Concluidas las votaciones, contemplo los carteles de la campaña electoral. El calor ha resecado el pegamento y las esquinas se retuercen como si quisieran plegarse. Tan solo han pasado unos días y ya parecen pasados de moda. Una cosa en ellos permanece intacta. La sonrisa. Es una expresión llana, pretendidamente sincera. Sonrisas tolerantes, sonrisas conciliadoras. Sonrisas para todos los públicos. Me gusta contemplar los carteles colgando de las farolas, a merced del viento electoral que los ha barrido hacia un lado o hacia otro. Encerrados tras un panel, los políticos allí fotografiados, siguen sonriendo ajenos al escrutinio.

Caras muy distintas en la mañana posterior a la noche electoral. Rostros desfigurados por el cansancio y la frustración. Sorprendidos por no reconocerse tras una batalla en la que se han dejado un puñado de promesas y demasiado voluntarismo. El resultado provoca estría en sus rostros. Estira las curvas hasta cubicar el gesto. Permanece el tono conciliador y victorioso de la campaña, pero la sonrisa de la foto ha desaparecido. En su lugar, como el bastidor de un deteriorado escenario, la dentadura procura sostener la inclinación de los labios.

Las horas asientan las posiciones. Los rostros vuelven a aposentarse en la inmovilidad y la intransigencia. Caras severas, rectangulares y opacas. Verdaderos frontones donde rebota la indignación del pueblo que ha confiado en su sonrisa. No se discuten proyectos ni ideas, ni siquiera sillas en las que reposar las intenciones. Lo que importa es imponerse. Procurarse un pedestal donde la férrea voluntad por no ceder ni en una coma del texto, les haga suponer que sus votantes ondean banderas de gloria a sus pies.

La política que debe regir el funcionamiento de un país no está en los titulares de una ley, sino en los capítulos, en los párrafos, en las palabras, en los puntos y en las comas. Es ahí donde se debe deslizar la escuadra y el cartabón de un programa político. Delinear estructuras sobre las que construir leyes donde estemos representados todos. El empecinamiento por elegir el color de los sillones del hemiciclo no interesa al ciudadano. Los tronos son quimeras de antiguos reyes feudales. La gente ya no sueña con frágiles castillos, sino con la forma de superar los meses que los políticos malgastan cruzados de brazos. Es indiferente el nombre del gobierno con tal de que gobierne con el peso de la ciudadanía. Con ese preciso equilibrio que ha dictado la voluntad democrática.

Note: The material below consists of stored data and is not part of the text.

PR #2078, opened 2026-07-29
remote-desktop: Fix check_position stream lookup and unknown stream sizes

### LINKED ISSUE #2077: NotifyPointerMotionAbsolute/NotifyTouchDown always fail with "Invalid position" for Virtual-source RemoteDesktop streams
## Bug description

Any absolute pointer/touch positioning call (`NotifyPointerMotionAbsolute`,
`NotifyTouchDown`, `NotifyTouchMotion`) against a RemoteDesktop session
backed by a `Virtual`-source ScreenCast stream (i.e. an Extend-mode /
headless session, as opposed to mirroring a real monitor) fails
unconditionally with:

    org.freedesktop.DBus.Error.Failed: Invalid position

This makes it impossible for any RemoteDesktop client to inject absolute
pointer or touch input into a virtual monitor stream at all - only
relative pointer motion works.

## Root cause

`check_position()` in `desktop-portal/remote-desktop.c` has two bugs:

1. Its `stream` parameter (the target stream id) is shadowed by a
   loop-local variable of the same name, so it's never actually used to
   select which known stream to validate the position against.
2. A `Virtual` stream's size isn't known yet when `Start()` returns (unlike
   a `Monitor` stream, whose size is known immediately from the real
   output's current mode) - it only gets fixed once the PipeWire consumer
   negotiates a format. Until then it's recorded as `(0, 0)` in
   `RemoteDesktopSession->streams`, and the bounds check `x < width` can
   never pass for `width == 0`, so every position is rejected.

## Reproduction

Request a `Virtual` source via `ScreenCast.SelectSources`, start a
combined RemoteDesktop+ScreenCast session, then call
`NotifyPointerMotionAbsolute` or `NotifyTouchDown` with the returned
stream's node id and any in-range (x, y). It always fails with "Invalid
position", with debug logging showing the matched stream's recorded size
as `(0, 0)`.

Reproduced and debugged against the 1.21.1 release.

## Fix

PR incoming: fixes both issues in `check_position()` - select the stream
by its actual pipewire node id, and treat an unnegotiated `(0, 0)` size as
"unknown, don't reject" instead of "zero-sized, reject everything".

vicajilau:
Fixes #2077

`check_position()` has two independent bugs, one commit each.

## 1. The `stream` parameter was never used

The loop variable shadowed the parameter, so the check accepted a position
that fell inside *any* of the session's streams instead of the one the
caller named.

This makes the check **stricter**: a position that is only in bounds for a
different stream of the session, or a node id that doesn't belong to the
session at all, is now rejected.

## 2. An absent `size` was treated as a zero-sized stream

`size` is Optional in the ScreenCast interface, and a backend leaves it out
for streams whose size it doesn't know at `Start()`, which is the case for
virtual streams. `collect_screen_cast_stream_data()` then left the recorded
size at `(0, 0)`, and `x < width` never holds for `width == 0`, so every
absolute position was rejected. `NotifyPointerMotionAbsolute`,
`NotifyTouchDown` and `NotifyTouchMotion` failed with "Invalid position" on
every call, leaving relative pointer motion as the only usable input.

The fix records whether the backend actually reported a size, mirroring the
existing `has_pipewire_serial` handling, and skips the bounds check when it
didn't, rather than treating `(0, 0)` as a sentinel.

## Testing

There was no coverage of absolute positioning at all. Added four cases:
in-bounds, out-of-bounds, unknown node id, and a stream without a `size`
property. The two that pin the bugs above fail on `main` and pass here.

## Open question

Should the portal be doing this bounds check at all, or is the compositor
the authority? It can only validate against what the backend chose to
report, and rejecting by default breaks the legitimate case. If you'd
rather the backend always reported a size, that's a mutter-side fix and
commit 2 could be dropped; commit 1 stands either way.

### DIFF
--- a/desktop-portal/remote-desktop.c
+++ b/desktop-portal/remote-desktop.c
@@ -863,6 +863,15 @@ check_position (XdpSession *session,
       if (screen_cast_stream_get_pipewire_node_id (stream) != node_id)
         continue;
 
+      /* The "size" stream property is optional, and backends omit it for
+       * streams whose size isn't known when the session is started, such as
+       * virtual streams. Without it we have no bounds to validate against,
+       * so accept the position and leave it to the backend; rejecting would
+       * make absolute positioning unusable on those streams.
+       */
+      if (!screen_cast_stream_has_size (stream))
+        return TRUE;
+
       screen_cast_stream_get_size (stream, &width, &height);
 
       return x >= 0.0 && x < width && y >= 0.0 && y < height;
--- a/desktop-portal/remote-desktop.c
+++ b/desktop-portal/remote-desktop.c
@@ -848,7 +848,7 @@ check_notify (XdpSession *session,
 
 static gboolean
 check_position (XdpSession *session,
-                uint32_t stream,
+                uint32_t node_id,
                 double x,
                 double y)
 {
@@ -860,11 +860,12 @@ check_position (XdpSession *session,
       ScreenCastStream *stream = l->data;
       int32_t width, height;
 
+      if (screen_cast_stream_get_pipewire_node_id (stream) != node_id)
+        continue;
+
       screen_cast_stream_get_size (stream, &width, &height);
 
-      if (x >= 0.0 && x < width &&
-          y >= 0.0 && y < height)
-        return TRUE;
+      return x >= 0.0 && x < width && y >= 0.0 && y < height;
     }
 
   return FALSE;
--- a/desktop-portal/screen-cast.c
+++ b/desktop-portal/screen-cast.c
@@ -56,6 +56,7 @@ struct _ScreenCastStream
   uint32_t id;
   int32_t width;
   int32_t height;
+  gboolean has_size;
   uint64_t pipewire_serial;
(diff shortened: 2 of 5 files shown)


vicajilau:
Heads-up since review was already requested: I've pushed a reworked version, so the earlier one is stale. Sorry for the churn.

What changed:

- **Split into two commits.** The shadowing fix and the unknown-size fix are independent problems, and the first one stands on its own.
- **Corrected the root cause.** My first version claimed the size wasn't known "until the PipeWire consumer negotiates a format". That was wrong: the portal never learns the size from PipeWire at all, it just copies whatever the backend put in the `Streams` vardict at `Start()`. The actual cause is that `size` is optional and the portal was treating "absent" as "zero".
- **Dropped the `(0, 0)` sentinel** in favour of tracking whether the property was present, mirroring the existing `has_pipewire_serial` handling.
- **Added tests.** There was no coverage of absolute positioning at all.

Details, the behaviour change this implies, and an open design question are in the updated description.

PR #2079, opened 2026-07-29
document-portal: Track permission store changes

### LINKED ISSUE #197: single-writer assumption between document portal and permission store
The document portal keeps a cache of its permission store table, and assumes that it is the only writer to it. but the permission store offers a generally available dbus api for writing, so there is really no guarantee of that. There should be some cache-invalidation signal in the PermissionStore api so the document portal can know when to reload its cache from disk.

north-echo:
Closes #197.

The document portal loads `$XDG_DATA_HOME/flatpak/db/documents` once in `main()` and never observes writes made by the permission store, which is a separate process holding the same table. `flatpak permission-remove` and `flatpak permission-reset` therefore return success and empty the canonical entry, while the running portal keeps authorizing FUSE reads *and* writes for the removed app until it is restarted.

Analysis against current `main` is in https://github.com/flatpak/xdg-desktop-portal/issues/197#issuecomment-5121068375.

Rewritten since the last review. The previous version applied the contents of the `Changed` signal and counted the portal's own writes so it could skip their echoes. @swick asked what happens when the permission store restarts and when a change happens concurrently in both processes. The second question was the real one: the counting scheme identified echoes positionally, so an external change landing inside that window was consumed as though it were ours. That is gone.

### What this does

A `Changed` for the `documents` table marks the entry stale and the portal re-reads it with `Lookup`, rather than applying the payload. The payload carries the state the store held when it applied the change, so applying it directly means telling our own echoes apart from external ones, which means pairing signals to writes. Re-reading needs neither: whoever made the change, the answer is whatever the store holds now.

That only holds while the store is not behind us, and it can be. Our writes to it are asynchronous, so between applying a change locally and the store acknowledging it, a re-read would undo what we just applied. So the portal counts the writes it has outstanding for an entry, and a `Changed` arriving while any of them is unacknowledged is recorded rather than acted on; the read happens once they are all acknowledged.

That is not the echo pairing again. Nothing is matched to anything: signals arriving in any order still produce exactly one read, taken once the store has caught up. It is closer to your dirty-on-`Changed` suggestion, with per-id granularity rather than marking the whole table.

Other details:

- Only permissions are taken. The document metadata is ours and the store keeps a mirror of it.
- The db lock is dropped before invalidating the affected FUSE nodes, as `portal_delete()` already requires.
- Every entry is re-read when the store's name owner reappears. A restart is a gap in the `Changed` stream: whatever happened while it was away was never announced, and it comes back from whatever reached disk, which can be behind what it had already told us.
- A deleted entry is recognised by the wire name of the store's error rather than with `g_error_matches()`. The D-Bus name mapping for `XDG_DESKTOP_PORTAL_ERROR` is registered lazily, on first use of the quark, so a reply decoded before anything in the process has used that domain lands in `G_IO_ERROR` and the match silently fails.

### Limitations

Eventual, not synchronous, consistency. `handle_delete_permission()` emits `Changed` before `ensure_writeout()`, so the portal catches up within a main-loop iteration, but a window remains in which the stale grant is still honoured. Staleness goes from unbounded, until the portal restarts, to bounded by main-loop and bus latency. Closing it completely would mean making one component authoritative for these decisions, which is a much larger change than this.

A restart issues one `Lookup` per held document rather than a single `List`. That is a burst at large table sizes, and `List` is an easy swap if you would prefer it.

### Testing

Three new tests, all of which fail on unpatched `main`:

- `test_external_revocation` revokes through the permission store the way the flatpak CLI does.
- `test_external_revocation_after_store_restart` does the same through an instance that replaced a killed one.
- `test_external_deletion` removes the whole entry rather than one app's permissions. The store answers a later lookup with `NotFound`, which is a different path through the portal.

`tests/conftest.py` grows a `restart_xdg_permission_store` fixture, factored out of the existing one so a restart goes through the same startup path, including the ASAN preload handling.

Results, built as CI builds it (`-Dinstalled-tests=true -Dtests=enabled -Db_sanitize=address -Db_lundef=false -Dwerror=true`):

- No compiler warnings.
- `integration/documents`: 11 passed, repeated 4 times, no flakes. With the same tests against unpatched `main`, 3 failed and 8 passed.
- The installed-tests run, `gnome-desktop-testing-runner xdg-desktop-portal/integration-documents.test`, repeated 10 times: 10 passed.

Only persistent documents are affected: `Add(fd, reuse_existing, persistent)` mirrors an entry into the permission store only when `persistent` is true, so the tests cannot use `export_file()` from the test helpers, which passes `persistent=False`.

Rebased onto current `main`.

### Disclosure

I reported the security impact of this to `flatpak-security@lists.freedesktop.org` on 2026-07-19. The maintainers elected to handle it publicly upstream rather than as an embargoed issue.

### DIFF
--- a/document-portal/document-portal.c
+++ b/document-portal/document-portal.c
@@ -46,6 +46,121 @@ XdpAppInfoRegistry *app_info_registry;
 
 G_LOCK_DEFINE (db);
 
+/* The documents table is not ours alone. The permission store is a separate
+ * process writing the same table, so `flatpak permission-remove`,
+ * `flatpak permission-reset` and any other PermissionStore client can change
+ * an entry behind our back. We keep a private PermissionDb because the FUSE
+ * layer needs a synchronous answer, which means a change we do not observe
+ * leaves us authorizing access the user has already revoked.
+ *
+ * Rather than apply the contents of the Changed signal, treat the entry as
+ * stale and re-read it. The signal carries the state the store held when it
+ * applied the change, so applying it directly means telling our own echoes
+ * apart from external ones, which means pairing signals to writes. Re-reading
+ * needs neither: whoever made the change, the answer is whatever the store
+ * holds now.
+ *
+ * That only holds while the store is not behind us. Our writes to it are
+ * asynchronous, so between applying a change locally and the store
+ * acknowledging it, a re-read would undo what we just applied. A Changed
+ * arriving in that window is therefore recorded, not acted on, and the read
+ * happens once our writes are acknowledged.
+ *
+ * https://github.com/flatpak/xdg-desktop-portal/issues/197
+ */
+typedef struct
+{
+  guint    writes;   /* our writes to the store not yet acknowledged */
+  gboolean reading;  /* a Lookup is in flight */
+  gboolean queued;   /* a Changed arrived while we could not read */
+} EntrySync;
+
+/* id -> EntrySync. Guarded by the db lock. */
+static GHashTable *entry_sync;
+
+static void start_refresh (const char *id, EntrySync *sync);
+
+static EntrySync *
+entry_sync_get (const char *id)
+{
+  EntrySync *sync = g_hash_table_lookup (entry_sync, id);
+
+  if (sync == NULL)
+    {
+      sync = g_new0 (EntrySync, 1);
+      g_hash_table_insert (entry_sync, g_strdup (id), sync);
+    }
+
+  return sync;
+}
+
+static void
+entry_sync_release (const char *id,
+                    EntrySync  *sync)
+{
+  if (sync->writes == 0 && !sync->reading && !sync->queued)
+    g_hash_table_remove (entry_sync, id);
+}
+
+/* Re-read the entry, unless the store is still catching up with us or a read
+ * is already under way. Call with the db lock held. */
+static void
+refresh_entry (const char *id,
+               EntrySync  *sync)
+{
+  if (sync->writes > 0 || sync->reading)
+    {
+      sync->queued = TRUE;
+      return;
+    }
+
+  sync->queued = FALSE;
+  start_refresh (id, sync);
+}
+
+/* One of our writes to the store has been acknowledged, or failed, in which
+ * case it emits no Changed and there is nothing further to wait for. */
+static void
+store_write_cb (GObject      *source_object,
+                GAsyncResult *res,
+                gpointer      user_data)
+{
+  g_autofree char *id = user_data;
+
+  g_autoptr(GVariant) ret = NULL;
+  g_autoptr(GError) error = NULL;
+  EntrySync *sync;
+
+  ret = g_dbus_proxy_call_finish (G_DBUS_PROXY (source_object), res, &error);
+  if (ret == NULL)
+    {
+      g_dbus_error_strip_remote_error (error);
+      g_warning ("Failed to update the permission store for %s: %s", id, error->message);
+    }
+
+  XDP_AUTOLOCK (db);
+
+  sync = g_hash_table_lookup (entry_sync, id);
+  if (sync == NULL)
+    return;
+
+  if (sync->writes > 0)
+    sync->writes--;
+
+  if (sync->writes == 0 && sync->queued && !sync->reading)
+    refresh_entry (id, sync);
+  else
+    entry_sync_release (id, sync);
+}
+
+/* Call with the db lock held. */
+static void
+note_store_write (const char *id)
+{
+  entry_sync_get (id)->writes++;
+}
+
+
 char **
 xdp_list_apps (void)
 {
@@ -92,6 +207,7 @@ do_set_permissions (PermissionDbEntry    *entry,
 
   if (persist_entry (new_entry))
     {
+      note_store_write (doc_id);
       xdg_permission_store_call_set_permission (permission_store,
                                                 TABLE_NAME,
                                                 FALSE,
@@ -99,7 +215,7 @@ do_set_permissions (PermissionDbEntry    *entry,
                                                 app_id,
                                                 perms_s,
                                                 NULL,
-                                                NULL, NULL);
+                                                store_write_cb, g_strdup (doc_id));
     }
 }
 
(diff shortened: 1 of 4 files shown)


north-echo:
A note on the first commit, since a `permission-db` change is not obviously part of this.

`remove_permissions()` never unrefs the child returned by `g_variant_iter_next_value()`. That is a new reference, and `g_variant_builder_add_value()` takes its own, so the loop leaked every child it walked. `add_permissions()` already does exactly that unref, which is what convinced me it was an oversight rather than deliberate.

It was latent because nothing in the document portal called `permission_db_entry_remove_app_permissions()` — only `xdg-permission-store` reached it, from `handle_delete_permission()`. The new handler here is the first caller in a binary whose leaks CI checks, which is how it surfaced: the ASan job failed on the first push of this branch and bisecting the failure led here rather than to my own code.

I kept it as its own commit so it can be judged separately, and it is a fix worth having regardless of what happens to the rest of this PR.

For completeness, my own contribution to that failure was in the second commit and is fixed there: `store_write_cb()` treated `g_dbus_proxy_call_finish()` as returning a boolean when it returns a transfer-full `GVariant *`, leaking a reply per permission-store write.

Both ASan jobs are green now, and the full integration suite reports no leak summaries.

swick:
What happens if

* the permission store gets restarted?
* the same change happens concurrently in the permission store and the document portal?

north-echo:
Both good questions. The first is fine; the second I think you have found the weak point of the design, and I would rather change it than defend it.

### Permission store restart

I tested this: grant a persistent document to an app, confirm FUSE access, `SIGKILL` the permission store, wait for the name to drop, start a fresh instance, then revoke through the new one. The revocation takes effect on the running document portal. `GDBusProxy` follows the well-known name across owner changes, so the subscription survives and signals from the new instance arrive normally. In-flight writes at the moment of the kill fail with `NoReply`, and `store_write_cb` drops the pending count for them, so nothing is left stuck.

What the patch does *not* do is resync on restart. If the store dies with a writeout still queued, and `emit_changed()` runs before `ensure_writeout()` so a change can be announced and then lost, the new instance comes back from disk in an older state than the portal's copy and nothing announces the difference. For revocation that direction fails safe: the portal is the more restrictive of the two. The reverse case leaves the portal holding a grant the store no longer records, and a later revocation of it returns `NotFound` without emitting `Changed`, so the portal keeps it. That is a durability gap rather than something this patch introduces, but the patch would be a reasonable place to close it by reloading the table when the name owner changes.

### Concurrent change

You are right that this is where the counting scheme is weakest. The counter identifies our own echoes positionally: with N writes outstanding for an id, the next N `Changed` signals for that id are assumed to be ours. If an external change lands inside that window, it is consumed as though it were an echo, and our echo is later applied as though it were external.

Working through the orderings, the mis-pairing does not appear to leave the portal inconsistent with the store, because the payload is a full permissions snapshot rather than a delta and the count always drains, so the last signal for an id is always applied and it carries the store's current state. I ran 25 rounds of portal-side grant immediately followed by an external `DeletePermission` and lost no revocations, but I could not force the inverted ordering from a test: the portal's write is always on the bus first, so the store sees it first. So treat that as weak evidence, not a demonstration that the race is benign.

What does concern me is that the correctness of it rests on invariants that are not stated anywhere and are easy to break later: one `Changed` per write, full snapshots rather than deltas, and the count always draining. If a `Changed` is ever missed, dropped in transit or lost across a store restart at the wrong moment, the count stays high and the next external change for that id is swallowed. One event, self-healing afterwards, but that one event could be the revocation that matters.

### What I would rather do

Two changes, if you agree with the direction:

1. Match echoes by content instead of by count. Keep the last permissions map we sent to the store for each id; if an incoming `Changed` matches it, it is ours and we ignore it. Order-independent, and a missed signal cannot leave behind state that swallows a later change.

2. Reload the documents table when the permission store's name owner changes, which covers both the restart case above and any divergence we did not observe.

That keeps the shape of the patch. If you would rather go further, having the portal stop keeping an independently mutable `PermissionDb` and treat the store as authoritative for these decisions, I am happy to do that instead; it is the better end state and it is your architecture, so I would rather ask than guess.

Either way I will hold off pushing until you say which you prefer.

north-echo:
Rebased onto current main, CI green. The only conflict was the import block in tests/test_documents.py, where your reorganization collided with the import time my test needed.

swick:
> That keeps the shape of the patch. If you would rather go further, having the portal stop keeping an independently mutable PermissionDb and treat the store as authoritative for these decisions, I am happy to do that instead; it is the better end state and it is your architecture, so I would rather ask than guess.

I don't know. The document portal needs fast access to the permissions which necessitates some degree of cached state, so I don't think we will get around some sort of cache management.

The question is just how to make this really robust. The current code just seems a bit fragile to me. Maybe we should dirty all our state as dirty whenever we receive any Changed signal? There are lots of different ideas which could be explored.

north-echo:
Makes sense, your dirty-on-Changed idea is better than the delta-applying I had.

I don't know the caching side as well as you do, so treat this as how I'm thinking about it rather than a firm design: keep the PermissionDb but stop mutating it in place. On a documents Changed, mark it stale and reload on next lookup, store as source of truth.

Restart's the part I'm least sure of. When I tested a store restart the proxy followed the new owner and things kept working, but that wouldn't cover changes made while it was down, since those signals just don't arrive. So reloading on NameOwnerChanged when it reappears would close that gap. Does that line up with how you see it?

Concurrency looks like it falls out of the same thing: we write to the store too, so our own writes echo back, but stale-and-reload doesn't need to know whose change it was, it just re-reads.

I can put a version together for you to look at if the direction's right.

swick:
That might work. I also didn't dig too deep into the issue yet, so I'm not sure of how much help I am, but this might be worth exploring.

north-echo:
Pushed the rewrite, rebased onto current `main`.

The echo counting is gone. A `Changed` now marks the entry stale and the portal re-reads it from the store, so there is nothing to pair signals to and no invariant about one signal per write.

Re-reading alone was not enough, and it took two red CI runs to see why: our writes to the store are asynchronous, so between applying a change locally and the store acknowledging it the store is behind us, and a re-read in that window destroys a grant we just made. That is the same failure the counting was there to prevent. So the portal now counts its outstanding writes per entry and defers the read until they are acknowledged. Nothing is matched to anything, and signals in any order still produce exactly one read once the store has caught up.

That is your dirty-on-`Changed` idea with per-id granularity rather than the whole table. If you would rather it be whole-table, that is a smaller change and I will make it.

Restart is handled by re-reading every entry we hold when the store's name owner reappears, which also closes the durability gap I flagged as unfixed last time.

Three new tests, all failing on unpatched `main`: revocation through the store, the same through an instance that replaced a killed one, and deleting the whole entry, which takes a different path since the store answers the follow-up lookup with `NotFound`. That last one turned up a separate bug worth knowing about: `g_error_matches()` against `XDG_DESKTOP_PORTAL_ERROR` misses, because the D-Bus name mapping is registered lazily and a reply decoded before anything in the process has used that domain lands in `G_IO_ERROR`. It now compares the wire name.

Known weak points are in the description rather than buried: the consistency window is unchanged, and a restart issues one `Lookup` per held document instead of a single `List`.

He arrancado cuatro carteles de un expositor público. Uno por cada partido. No creo que les importe ahora que la cola seca acartona la imagen. He recortado los eslóganes y logotipos. He pegado sus rostros en una pared de mi casa. Uno al lado del otro. Bien pegados y solos. Resulta divertido contemplarlos desnudos de consignas. Todos ellos con una sonrisa idéntica, comunitaria. Luego, he colocado sobre cada uno de ellos el nombre de un partido que no era el suyo. El resultado ha sido sorprendente. Ninguno ha modificado la sonrisa. La postura seguía siendo la misma. Yo, sin embargo, he comenzado a dudar. Por un momento he creído que aquellos individuos eran verdaderos políticos sentados a una mesa de negociación. Mi mujer me ha sacado de dudas cuando ha comenzado a arrancar los carteles de la pared. Los trozos de cartón se han ido cayendo uno tras otro al compás de la reprimenda de mi señora.